Import a website with Site Crawler
The site crawler is a straightforward tool that allows Pro, Team, and Agency users to import an existing public website as a sitemap.
*Note that it does not support password-protected sites or intranets.
To import a Slickplan XML file, just follow these simple steps:
From the import panel
- In Slickplan, open an existing project.
- Click the Import icon in the navigation bar (this will overwrite your current sitemap).
- In the import panel, select the Website crawler tab.
- Type your website’s full URL in the text box.
- Select the options below for the sitemap page text, follow mode, and extra options.
- Page text:
- File/directory name to use URL’s (page and/or folder name) as the page label.
- Header <h1> tag to use the main header text from your webpage as the page label.
- Page <title> tag to use the page title from your webpage as the page label.
* Check the Exclude common text from pages on import option. This will remove repetitive text. For instance, you can eliminate recurring SEO phrases like “| Company Name” that appear before or after the title.
- Follow Mode:
- Domain and subdomains: To crawl both the domain and its subdomains, enter a URL (e.g.,
https://example.com
). Our Site Crawler will then fetch pages from example.com and all its subdomains, likefoo.example.com
andbar.example.com
. - Domain only: If you want our Site Crawler to follow links only from the specified domain, such as
example.com
andwww.example.com
. - Domain and directory path only: This option limits the Site Crawler to a specific domain and directory path. For example, if you enter https://www.example.com/dir/, it will only follow links that start with that path, like
https://example.com/dir/
. - Don’t follow query string variables – will exclude links containing
?
and&
characters, for example:https://example.com/link?param=1&page=2
. This option is helpful if you have many pagination pages or dynamically generated calendar.
- Options:
- Add links: Include a URL for imported pages.
- Add meta description: Insert a note with content from the meta description tag.
- Limit number of pages: Set the maximum number of pages the import tool can fetch. For example, entering 10 will download up to 10 pages from the website.
- Filter directories: Choose specific directories to include or exclude from the crawl.

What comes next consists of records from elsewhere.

PR #477, opened 2025-10-03
ENG-931 - Node Menu fixes

mdroidian:
https://www.loom.com/share/4e4518added040f4a6dc232d1a3cb996

- fix new bug: cannot add node tag
- fix old bug: creating node doesn't open in sidebar
- rm body.click on escape so user can keep editing block
- and small refactor

## Summary by CodeRabbit

- Bug Fixes
  - Resolved timing issues that occasionally caused node creation or tag insertion to fail or appear delayed.
  - Eliminated focus-related glitches when creating nodes from the menu.
  - Improved consistency of Arrow Up/Down, Enter, and Escape behavior in keyboard navigation.
  - Shortcut changes now apply immediately without requiring a reload.

- Refactor
  - Streamlined internal timing and event handling to make actions more reliable and responsive, reducing intermittent UI hiccups during node creation and tag insertion.

### DIFF
--- a/apps/roam/src/components/DiscourseNodeMenu.tsx
+++ b/apps/roam/src/components/DiscourseNodeMenu.tsx
@@ -77,16 +77,18 @@ const NodeMenu = ({
           textarea.selectionStart,
           textarea.selectionEnd,
         );
-        setTimeout(async () => {
+
+        // Remove focus from the block to ensure updateBlock works properly
+        // https://github.com/RoamJS/query-builder/issues/286
+        document.body.click();
+
+        const createNodeAndUpdateBlock = async () => {
           const pageName = await getNewDiscourseNodeText({
             text: highlighted,
             nodeType: nodeUid,
             blockUid,
           });
-
-          if (!pageName) {
-            return;
-          }
+          if (!pageName) return;
 
           const currentBlockText = getTextByBlockUid(blockUid);
           const newText = `${currentBlockText.substring(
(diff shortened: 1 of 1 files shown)


mdroidian (commented):
y u no coderabit

apps/roam/src/components/DiscourseNodeMenu.tsx
```diff
@@ -77,40 +77,43 @@ const NodeMenu = ({
...
           )}[[${pageName}]]${currentBlockText.substring(textarea.selectionEnd)}`;
 
-          updateBlock({ text: newText, uid: blockUid });
-          posthog.capture("Discourse Node: Created via Node Menu", {
-            nodeType: nodeUid,
-            text: pageName,
-          });
-
-          createDiscourseNode({
+          await createDiscourseNode({
```
mdroidian, line 99: Having `createDiscourseNode` before `update` fixes the sidebar open issue.  `updateBlock` was actually creating a page too fast, so we were getting an error saying "this page was already created", thus not able to set the `pageuid` for `openinsidebar`

apps/roam/src/components/DiscourseNodeMenu.tsx
```diff
@@ -77,40 +77,43 @@ const NodeMenu = ({
           textarea.selectionStart,
           textarea.selectionEnd,
         );
-        setTimeout(async () => {
+
+        // Remove focus from the block to ensure updateBlock works properly
+        // https://github.com/RoamJS/query-builder/issues/286
+        document.body.click();
```
mdroidian, line 83: moved this to inside the `onSelect` because 
- it can be in a single place
- let's node tags be added without removing focus from the block
- allows us to `getFocusedBlock` in the future so that we can set the cursor after editing the block

mdroidian:
@coderabbitai full review

trangdoan982 (approved):
lgtm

Enter a directory name followed by/*
in either of the text area boxes.
Press return(enter) to add more directories; you can add as many as you need. - Basic HTTP authentication: If your website is password-protected, enter your username and password. (Note: This currently works only with the HTTP Basic Auth method)
- Ignore robots.txt rules: Choose this option if your server blocks web crawlers from accessing your website.
- Ignore HTTP cookies: Ignores any cookies your website attempts to store.
- Use a custom user agent string: Some websites block anything with “crawler” in the name. This option defaults to your browser’s name, helping our crawler appear as a real browser to avoid firewall blocks.
- Import SEO meta data to Content Planner: Imports SEO details, including metadata and URL slugs, for each page into the Content Planner tool.
- Render JavaScript content: Includes dynamic content generated by JavaScript.
- Import into a section: This lets you add your website to a specific sitemap page as a new branch without overwriting the whole project.
- Click Import to complete the process.
During project setup
- Create a new project.
- Enter the URL into the field under the project name and check the Import from URL option below.
- Click the Next, add People button.
- Add team members and click Create project.
- The new project will open with the import panel expanded and prepopulated with the provided URL. Set additional import settings and hit Import.
Troubleshooting issues: Limits and quick fixes
Below are the key steps for monitoring progress, overcoming crawling limitations, and finalizing your sitemap, along with essential subscription requirements and security considerations.
Sitemap creation process
Building your sitemap
Depending on the size of your site, it may take a few minutes for your sitemap to build. The number on the import screen indicates how many pages have been downloaded. For instance, “Gathering Links (13)” means the crawler has scanned 13 pages so far.
Monitoring progress
If you don’t see any progress after a few minutes, click the Cancel button and try again. You can also stop the crawling process manually by clicking the Stop & Save button, which will generate a sitemap based only on the pages successfully scanned.
Crawling limitations
Keep in mind that the crawler can only access publicly available websites. It cannot crawl intranet sites or those requiring custom authentication, such as username and password logins.
Multi-tasking during crawling
While the crawler is working, you can close the browser window, edit another sitemap, or crawl a different website.
Finalizing your sitemap
You have now built a sitemap using the site crawler, and it is ready for editing and customization!
Subscription note
The site crawler feature is available only to users with Pro, Team, and Agency subscriptions.
Security note
For security reasons, the crawler is limited to 10,000 pages per process.